Dolutegravir is safe to use in pregnancy – Dr Ganu

By Francis Ameyibor 

Harare (Zimbabwe), Dec. 8, GNA – Dolutegravir (DTG) is safe to use in pregnancy, Dr. Vincent Ganu, a Principal Medical Officer at the Korle Bu Teaching Hospital in Ghana has stated. 

Dr. Ganu explained that dolutegravir is a new class of HIV medications that has less side effects, decreases the amount of HIV in the blood in a shorter time and has less resistance compared to the existing HIV medications.  

He was speaking on “Dolutegravir safety in pregnancy: Outcomes from an observational cohort study in Ghana, 2022,” during a panel discussion at the ongoing 22nd edition of the International Conference on Aids and Sexually Transmitted Infections in Africa (ICASA) in Harare, Zimbabwe. 
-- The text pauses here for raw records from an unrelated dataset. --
PR #1439, opened 2025-02-17
fix: placeholder improvements

YousefED:
Placeholder improvements:
- correctly scope placeholders per editor
- add support for an "empty document" placeholder

Example: https://blocknote-git-fix-improve-placeholders-typecell.vercel.app/basic/custom-placeholder

I'm not sure the current API is great (the way they're passed in via the dictionary), but I think we can address this separately

closes https://github.com/TypeCellOS/BlockNote/issues/703
closes https://github.com/TypeCellOS/BlockNote/issues/1200

### DIFF
--- a/packages/core/src/extensions/Placeholder/PlaceholderPlugin.ts
+++ b/packages/core/src/extensions/Placeholder/PlaceholderPlugin.ts
@@ -1,5 +1,6 @@
 import { Plugin, PluginKey } from "prosemirror-state";
 import { Decoration, DecorationSet } from "prosemirror-view";
+import { v4 } from "uuid";
 import type { BlockNoteEditor } from "../../editor/BlockNoteEditor.js";
 
 const PLUGIN_KEY = new PluginKey(`blocknote-placeholder`);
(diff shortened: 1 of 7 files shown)


packages/core/src/extensions/Placeholder/PlaceholderPlugin.ts
```diff
@@ -26,54 +34,50 @@ export class PlaceholderPlugin {
...
 
-        const getSelector = (
-          blockType: string | "default",
-          mustBeFocused = true
-        ) => {
-          const mustBeFocusedSelector = mustBeFocused
-            ? `[data-is-empty-and-focused]`
-            : ``;
+        try {
+          // FIXME: the names "default" and "emptyDocument" are hardcoded
```
nperez0111, line 41: Unsure how important this is

nperez0111 (approved):
lgtm

packages/core/src/extensions/Placeholder/PlaceholderPlugin.ts
YousefED: yeah this relates to;

> I'm not sure the current API is great (the way they're passed in via the dictionary), but I think we can address this separately

PR #1440, opened 2025-02-17
refactor: reuse toolbar types and extract mantine context

YousefED:
- split `components` and `BlockNoteView` file for mantine / ariakit / shadcn to cleanup a bit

Dr Ganu said Ghana rolled out DTG for the first time in 2019, adopting WHO caution in its guidelines at the time of avoiding giving DTG to pregnant women especially in the first 2 months of pregnancy. 

He said dolutegravir had been widely available since 2017, following the signal that infants born to women with dolutegravir exposure at conception in Botswana had a higher risk of neural tube defects (NTDs). 

He said public health leaders initiated a national investigation to evaluate periconception dolutegravir exposure among all pregnant women. 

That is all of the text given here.